Hyper-fractionation schedule comprises of multiple fractions per day with reduced dose per fraction. This reduction in dose per fraction reduces the late toxicity in spite of increase in the total dose.
MARCH meta-analysis done in 2006 showed that altered fractionation schedules showed a significant benefit (p <0.001) in loco-regional control as compared with conventional radiotherapy. However there was no effect on distant metastases. Of all the altered fractionation schedules hyper-fractionation with twice daily fractionation had the greatest benefit with absolute benefit of 8% in overall survival at five years [5]. The combinations of radiobiological effect of hyper-fractionation together with reduced tissue toxicity effect of IMRT were studied in this trial.
This paper is mainly intended to study the technical details of the combination of hyper-fractionation and intensity modulated radiotherapy. The prescription and dose reporting was done according to the ICRU Report No. 83. D95% of all target volumes (GTV, CTV1 and CTV 2) received greater than 95% of the planned absorbed dose in all three patients. All three patients received greater than 90% of the prescribed dose to 98% of target volume. All three patients had maximum doses less than 107% of prescribed dose to the HRV. The mean and median (50%) dose of OARs received by all patients were within standard limits.
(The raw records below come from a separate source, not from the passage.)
Issue #393, opened 2022-03-16
Create Opensearch search and indexing example scripts


ingemar-cpr:
- basic dockerised opensearch instance
- script to index data out of pdf2text cli
- script to create API for search which matches alpha requirements, producing expected result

All the doses were according to the ICRU report No 83 that shows that this combination of hyper-fractionation and IMRT technique is feasible.
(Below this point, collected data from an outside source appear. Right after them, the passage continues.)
PR #427, opened 2022-03-31
Feat 415 auth endpoints

opyate:


backend/pyproject.toml
```diff
@@ -23,6 +23,8 @@ SQLAlchemy = "^1.4.31"
 SQLAlchemy-Utils = "^0.38.2"
 fastapi-health = "^0.4.0"
 uvicorn = {extras = ["standard"], version = "^0.17.6"}
+slowapi = "^0.1.5"
```
opyate, line 26: For rate limiting.

backend/pyproject.toml
```diff
@@ -23,6 +23,8 @@ SQLAlchemy = "^1.4.31"
...
+boto = "^2.49.0"
```
opyate, line 27: For checking if the app is currently running on AWS Cloud.

backend/app/api/api_v1/routers/tests/test_users.py
```diff
@@ -1,108 +1,65 @@
...
     response = client.put(
-        f"/api/v1/users/{test_superuser.id}",
-        json=new_user,
-        headers=superuser_token_headers,
+        "/api/v1/users/me",
+        json={
+            "email": test_user.email,
+            "names": "New name",
+            "is_active": test_user.is_active,  # TODO prevent user from setting these flags
+            "is_superuser": test_user.is_superuser,  # TODO prevent user from setting these flags
```
joel-wright, line 26: These seem pretty critical, can we open a bug ticket to make sure we don't lose this info!

backend/app/api/api_v1/routers/users.py
```diff
@@ -1,85 +1,52 @@
...
-    return edit_user(db, user_id, user)
 
+    updated_user = edit_user(db, current_user.id, user)
+    send_email(EmailType.account_changed, updated_user)
+    return updated_user
 
-@r.delete("/users/{user_id}", response_model=User, response_model_exclude_none=True)
-async def user_delete(
+
+@r.delete("/passwords/me", response_model=bool, response_model_exclude_none=True)
```
joel-wright, line 41: I have the same objection to using `DELETE` here as for the admin endpoint.

backend/app/api/api_v1/routers/users.py
```diff
@@ -1,85 +1,52 @@
...
-    current_user=Depends(get_current_active_superuser),
+    current_user=Depends(get_current_active_user),
 ):
-    """Deletes existing user"""
-    return delete_user(db, user_id)
+    """Deletes a password, and kicks off password-reset flow."""
+
+    deactivate_user(db, current_user.id)
+    activation_token = create_password_reset_token(db, current_user.id)
+    send_email(EmailType.password_reset_requested, current_user, activation_token)
```
joel-wright, line 51: There seem to be a couple of issues here:
- It looks like a user must be logged in in order to request that their password is reset because they've forgotten it, which seems like it could be an issue.
- The password reset form should be unauthenticated, take an email & if valid kick off a password reset flow for a user, this shouldn't immediately disable a user or it's open for abuse.

backend/app/core/security.py
```diff
@@ -32,3 +32,7 @@ def create_access_token(*, data: dict, expires_delta: Optional[timedelta] = None
     to_encode.update({"exp": expire})
     encoded_jwt = jwt.encode(to_encode, SECRET_KEY, algorithm=ALGORITHM)
     return encoded_jwt
+
+
+def get_password_reset_token_expiry_ts() -> datetime:
+    return datetime.utcnow() + timedelta(weeks=1)
```
joel-wright, line 38: Given that we're sending this by email, which isn't exactly known for security, a reset token valid for a week seems like a very long time.

backend/app/db/crud/user.py
```diff
@@ -20,56 +23,104 @@ def get_user_by_email(db: Session, email: str) -> t.Optional[User]:
...
+
+def create_password_reset_token(
+    db: Session,
+    user_id: int,
+) -> PasswordResetToken:
+    # TODO make configurable
+    future_date = get_password_reset_token_expiry_ts()
+
+    row = PasswordResetToken(
+        user_id=user_id, token=random_string(), expiry_ts=future_date
```
joel-wright, line 119: Related to the above: this 12 character random string seems a little arbitrary, why is this not a generated JWT activation token from which we extract the appropriate data?

backend/app/db/crud/user.py
```diff
@@ -20,56 +23,104 @@ def get_user_by_email(db: Session, email: str) -> t.Optional[User]:
...
     db.add(db_user)
     db.commit()
     db.refresh(db_user)
     return db_user
+
+
+def activate_user(
+    db: Session,
+    user: User,
+    activation_token: PasswordResetToken,
```
joel-wright, line 71: I feel like we should really be validating a generated secure JWT activation token here...

backend/app/main.py
```diff
@@ -43,16 +50,27 @@ async def db_session_middleware(request: Request, call_next):
 
 @app.get("/api/v1", include_in_schema=False)
 async def root():
-    return {"message": "Hello World"}
+    return {"message": "CPR API"}
```
joel-wright, line 53:
```suggestion
    return {"message": "CPR API v1"}
```

joel-wright (commented):
Some comments, a few things that feel like they need to be fixed.

backend/app/db/models.py
```diff
@@ -0,0 +1,332 @@
...
+
+
+class User(Base):  # noqa: D101
+    __tablename__ = "user"
+
+    id = sa.Column(sa.Integer, primary_key=True)
+    email = sa.Column(sa.String, unique=True, index=True, nullable=False)
+    names = sa.Column(sa.String)
+    hashed_password = sa.Column(sa.String)
+    is_active = sa.Column(sa.Boolean, default=True, nullable=False)
```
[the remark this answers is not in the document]
opyate: Good idea, 4b6f39d

backend/app/db/schemas/user.py
```diff
@@ -7,26 +7,25 @@ class UserBase(BaseModel):  # noqa: D101
     email: str
     is_active: bool = True
```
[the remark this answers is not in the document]
opyate: Thanks, 292b8c8

backend/app/api/api_v1/routers/tests/test_admin.py
```diff
@@ -0,0 +1,184 @@
...
+    assert response.status_code == 401
+    response = client.put("/api/v1/admin/users/123")
+    assert response.status_code == 401
+    response = client.delete("/api/v1/admin/users/123")
+    assert response.status_code == 401
+
+
+def test_unauthorized_routes(client, user_token_headers):
+    response = client.get("/api/v1/admin/users", headers=user_token_headers)
+    assert response.status_code == 403
```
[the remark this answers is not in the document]
opyate: I agree, and have used 404 everywhere before too, probably for the same reasons as you (attacker knowing they've hit the right resource, but now just have to engineer access). Counter arguments are that those resources could be rate-limited, so dictionary attacks take forever, but I guess there are other ways to get the password (e.g. social engineering a known admin).
Happy to change it to 404.

backend/app/api/api_v1/routers/tests/test_users.py
opyate: #428

backend/app/api/api_v1/routers/users.py
opyate: True 👍🏻 Will modify.

backend/app/db/crud/user.py
opyate: Because it doesn't need to be? Just has to be unique, hard to guess.

Do you mean that using JWT means we can do away with the password_reset_token table? Store the expiry as data in the JWT? If so, then good idea.

backend/app/core/security.py
opyate: Oops, it's missing the "make configurable" TODO. I might as well just add it in now.

backend/app/api/api_v1/routers/tests/test_admin.py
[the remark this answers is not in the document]
joel-wright: I think I'd be happier with 404, we can always change it later if we decide to implement other mitigations.

backend/app/db/crud/user.py
opyate: But it might also be a good idea to keep track of these resets, especially tokens that expired and haven't been redeemed, so we can reach out to these users, and perhaps check if emails are bouncing, etc.

joel-wright: What I initially thought we could do was encode the user id & expiry in the token, then validate & extract them from it... I had thought we could do away with the table, but now that I think about it more that probably means we'd lose the ability to track when a token had been used (and invalidation on multiple requests etc) :disappointed: .

backend/app/api/api_v1/routers/tests/test_admin.py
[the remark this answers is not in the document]
opyate: Will action in #429

backend/app/api/api_v1/routers/admin.py
```diff
@@ -0,0 +1,110 @@
...
+    user_id: int,
+    db=Depends(get_db),
+    current_user=Depends(get_current_active_superuser),
+):
+    """Deletes a password for a user, and kicks off password-reset flow."""
+
+    deactivated_user = deactivate_user(db, user_id)
+    activation_token = create_password_reset_token(db, user_id)
+    send_email(EmailType.password_reset_requested, deactivated_user, activation_token)
+    return True
```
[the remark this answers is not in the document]
opyate: As per the discussion this morning, this is now RPC `POST /password-reset`

joel-wright (approved):
LGTM, just wanted to flag the styling change in the frontend code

All three patients had issues with tolerating the treatment well though they had completed the treatment well within the specified time of 60 days. They had breaks in the 4th or 5th wk of therapy, which is not ideal. The maximum toxicity for clinical mucositits was grade III seen only in one patient and rest all patients had grade II mucositis. Rest of the toxicities like radiation dermatitis, functional mucositis and swallowing function were grade II in all patients. The quality of life assessment showed increased pain during the fourth and fifth week, but did not result in additional feeding procedures in any of the patients. Previously reported phase III trials with hyper-fractionation showed improved loco-regional control however there was increased acute toxicity [6,7]. A phase II trial which combined concurrent weekly Cisplatin and hyper-fractionated IMRT in Stage III and IVA head and cancers reported good loco-regional control but had grade III toxicity in mucositis (38%), fatigue (28%), dysphagia (28%), and leukopenia (26%) [8]. But this trial had used only 70Gy total dose to GTV at 1.25Gy twice daily and did not attempt dose escalation. In comparison, a dose escalation to 80Gy with manageable acute toxicity is a point in favour of HF-IMRT technique. This should be applied on a larger series of patients in trial setting to look in to the actual incidence of acute toxicity and tolerance and compared with previously reported hyper-fractionation trials using conventional planning and treatment delivery techniques. It may also be suggested that hyper fractionated IMRT should be compared in trials with standard fractionation and chemo-radiotherapy settings to assess the tolerance and the efficacy.
Conclusion
Combining inverse planning and intensity modulation with hyper fractionation seems to promise reduction of toxicity as compared to earlier reported trials. The present study, which was a series of three patients, showed that the combination of hyper-fractionation and IMRT is feasible. The regimen had significant acute toxicity. The tolerance of this regimen cannot be commented from this short series.